-------- Data for the task --------

PR #82, opened 2025-04-29
Added support for MCP resources prompts

shaunak99:
MCP client has been updated to support resources and prompts

Added a max_iterations parameter to control total iterations of tool calling loops

Added o4-mini support to model options


app/index.ts
```diff
@@ -52,7 +52,7 @@ program
     .option('-c, --config-file <path>', 'Path to config file', DEFAULT_CONFIG_PATH)
     .option('-s, --strict', 'Require all server connections to succeed')
     .option('--no-verbose', 'Disable verbose output')
-    .option('--mode <mode>', 'Run mode: cli or web', 'cli')
+    .option('--mode <mode>', 'Run mode: cli, web, or gameboy', 'cli')
```
rahulkarajgikar: remove gameboy for now

src/ai/llm/services/factory.ts
```diff
@@ -55,6 +55,8 @@ function _createInBuiltLLMService(
 ): ILLMService {
     // Extract and validate API key
     const apiKey = extractApiKey(config);
+    // Determine max tool iteration steps (default to 10)
+    const maxIter = config.maxIterations ?? 10;
```
rahulkarajgikar: keep it `maxIterations`. also let's remove the fallback to 10, we should rely on the defaults defined in the respective llmservice constructors - this allows different defaults for each llm service

src/ai/llm/services/openai.ts
```diff
@@ -58,11 +61,11 @@ export class OpenAIService implements ILLMService {
         this.eventEmitter.emit('llmservice:thinking');
 
         // Maximum number of tool use iterations
-        const MAX_ITERATIONS = 10;
+        const maxIterations = this.maxIterations;
```
rahulkarajgikar: we can just directly use `this.maxIterations` instead of making a new constant

src/ai/llm/services/factory.ts
```diff
@@ -102,7 +106,9 @@ function _createVercelLLMService(
     messageManager: MessageManager
 ): VercelLLMService {
     const model: LanguageModelV1 = _createVercelModel(config.provider, config.model);
-    return new VercelLLMService(clientManager, model, agentEventBus, messageManager);
+    // Allow overriding of maxIterations via config.llm.maxIterations
+    const maxIter = config.maxIterations ?? 50;
```
rahulkarajgikar: same as above

src/ai/llm/tokenizer/utils.ts
```diff
@@ -10,6 +10,7 @@ const MODEL_TOKEN_LIMITS: Record<string, Record<string, number>> = {
         'gpt-4.1': 1000000,
         'gpt-4o-mini': 128000,
         'gpt-4o': 128000,
+        'o4-mini': 128000,
```
rahulkarajgikar: i think this might be 200k: https://platform.openai.com/docs/models/o4-mini

src/client/types.ts
```diff
@@ -34,11 +34,11 @@ export interface IMCPClientWrapper extends ToolProvider {
     // Connection Management
     connect(config: McpServerConfig, serverName: string): Promise<IMCPClient>;
 
-    // TODO: implement Prompt Management
-    // listPrompts(): Promise<string[]>;
-    // getPrompt(name: string, args?: any): Promise<string>;
+    // Prompt Management
+    listPrompts(): Promise<string[]>;
+    getPrompt(name: string, args?: any): Promise<any>; // Return type might need refinement based on SDK
```
rahulkarajgikar: return type for prompts/get looks to be defined with this structure:

https://modelcontextprotocol.io/docs/concepts/prompts: 
```
// Response
{
  description: "Analyze Python code for potential improvements",
  messages: [
    {
      role: "user",
      content: {
        type: "text",
        text: "Please analyze the following Python code for potential improvements:\n\n```python\ndef calculate_sum(numbers):\n    total = 0\n    for num in numbers:\n        total = total + num\n    return total\n\nresult = calculate_sum([1, 2, 3, 4, 5])\nprint(result)\n```"
      }
    }
  ]
}
```

mcp sdk probably has a type for this which we should import

src/client/types.ts
```diff
@@ -34,11 +34,11 @@ export interface IMCPClientWrapper extends ToolProvider {
...
 
     // Resource Management
-    // listResources(): Promise<string[]>;
-    // readResource(url: string): Promise<string>;
+    listResources(): Promise<string[]>;
+    readResource(uri: string): Promise<any>; // Return type might need refinement based on SDK
```
rahulkarajgikar: any type is probably fine here since it's hard to say what resources would return when we read

src/ai/llm/services/vercel.ts
```diff
@@ -77,8 +80,7 @@ export class VercelLLMService implements ILLMService {
             `[VercelLLMService] Formatted tools: ${JSON.stringify(formattedTools, null, 2)}`
         );
 
-        // Maximum number of tool use iterations
-        const MAX_ITERATIONS = 50;
+        // Use configured maximum number of tool iterations
```
rahulkarajgikar: don't need this comment anymore

src/client/types.ts
```diff
@@ -34,11 +34,11 @@ export interface IMCPClientWrapper extends ToolProvider {
     // Connection Management
```
rahulkarajgikar, line 18: we should rename this to `IMCPClient` and delete the other unused IMCPClient and VercelMCPClient on top, no need to use the suffix `Wrapper` anymore

we also need to update `MCPClient` class to implement this interface and not the `ToolProvider` interface, right now this interface is unused

we should also move the `disconnect` method from `ToolProvider` interface into `IMCPClient`

src/client/manager.ts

--------

_Action item_
Output the data once more, exactly as it appears above.

_Written reply_
PR #82, opened 2025-04-29
Added support for MCP resources prompts

shaunak99:
MCP client has been updated to support resources and prompts

Added a max_iterations parameter to control total iterations of tool calling loops

Added o4-mini support to model options


app/index.ts
```diff
@@ -52,7 +52,7 @@ program
     .option('-c, --config-file <path>', 'Path to config file', DEFAULT_CONFIG_PATH)
     .option('-s, --strict', 'Require all server connections to succeed')
     .option('--no-verbose', 'Disable verbose output')
-    .option('--mode <mode>', 'Run mode: cli or web', 'cli')
+    .option('--mode <mode>', 'Run mode: cli, web, or gameboy', 'cli')
```
rahulkarajgikar: remove gameboy for now

src/ai/llm/services/factory.ts
```diff
@@ -55,6 +55,8 @@ function _createInBuiltLLMService(
 ): ILLMService {
     // Extract and validate API key
     const apiKey = extractApiKey(config);
+    // Determine max tool iteration steps (default to 10)
+    const maxIter = config.maxIterations ?? 10;
```
rahulkarajgikar: keep it `maxIterations`. also let's remove the fallback to 10, we should rely on the defaults defined in the respective llmservice constructors - this allows different defaults for each llm service

src/ai/llm/services/openai.ts
```diff
@@ -58,11 +61,11 @@ export class OpenAIService implements ILLMService {
         this.eventEmitter.emit('llmservice:thinking');
 
         // Maximum number of tool use iterations
-        const MAX_ITERATIONS = 10;
+        const maxIterations = this.maxIterations;
```
rahulkarajgikar: we can just directly use `this.maxIterations` instead of making a new constant

src/ai/llm/services/factory.ts
```diff
@@ -102,7 +106,9 @@ function _createVercelLLMService(
     messageManager: MessageManager
 ): VercelLLMService {
     const model: LanguageModelV1 = _createVercelModel(config.provider, config.model);
-    return new VercelLLMService(clientManager, model, agentEventBus, messageManager);
+    // Allow overriding of maxIterations via config.llm.maxIterations
+    const maxIter = config.maxIterations ?? 50;
```
rahulkarajgikar: same as above

src/ai/llm/tokenizer/utils.ts
```diff
@@ -10,6 +10,7 @@ const MODEL_TOKEN_LIMITS: Record<string, Record<string, number>> = {
         'gpt-4.1': 1000000,
         'gpt-4o-mini': 128000,
         'gpt-4o': 128000,
+        'o4-mini': 128000,
```
rahulkarajgikar: i think this might be 200k: https://platform.openai.com/docs/models/o4-mini

src/client/types.ts
```diff
@@ -34,11 +34,11 @@ export interface IMCPClientWrapper extends ToolProvider {
     // Connection Management
     connect(config: McpServerConfig, serverName: string): Promise<IMCPClient>;
 
-    // TODO: implement Prompt Management
-    // listPrompts(): Promise<string[]>;
-    // getPrompt(name: string, args?: any): Promise<string>;
+    // Prompt Management
+    listPrompts(): Promise<string[]>;
+    getPrompt(name: string, args?: any): Promise<any>; // Return type might need refinement based on SDK
```
rahulkarajgikar: return type for prompts/get looks to be defined with this structure:

https://modelcontextprotocol.io/docs/concepts/prompts: 
```
// Response
{
  description: "Analyze Python code for potential improvements",
  messages: [
    {
      role: "user",
      content: {
        type: "text",
        text: "Please analyze the following Python code for potential improvements:\n\n```python\ndef calculate_sum(numbers):\n    total = 0\n    for num in numbers:\n        total = total + num\n    return total\n\nresult = calculate_sum([1, 2, 3, 4, 5])\nprint(result)\n```"
      }
    }
  ]
}
```

mcp sdk probably has a type for this which we should import

src/client/types.ts
```diff
@@ -34,11 +34,11 @@ export interface IMCPClientWrapper extends ToolProvider {
...
 
     // Resource Management
-    // listResources(): Promise<string[]>;
-    // readResource(url: string): Promise<string>;
+    listResources(): Promise<string[]>;
+    readResource(uri: string): Promise<any>; // Return type might need refinement based on SDK
```
rahulkarajgikar: any type is probably fine here since it's hard to say what resources would return when we read

src/ai/llm/services/vercel.ts
```diff
@@ -77,8 +80,7 @@ export class VercelLLMService implements ILLMService {
             `[VercelLLMService] Formatted tools: ${JSON.stringify(formattedTools, null, 2)}`
         );
 
-        // Maximum number of tool use iterations
-        const MAX_ITERATIONS = 50;
+        // Use configured maximum number of tool iterations
```
rahulkarajgikar: don't need this comment anymore

src/client/types.ts
```diff
@@ -34,11 +34,11 @@ export interface IMCPClientWrapper extends ToolProvider {
     // Connection Management
```
rahulkarajgikar, line 18: we should rename this to `IMCPClient` and delete the other unused IMCPClient and VercelMCPClient on top, no need to use the suffix `Wrapper` anymore

we also need to update `MCPClient` class to implement this interface and not the `ToolProvider` interface, right now this interface is unused

we should also move the `disconnect` method from `ToolProvider` interface into `IMCPClient`

src/client/manager.ts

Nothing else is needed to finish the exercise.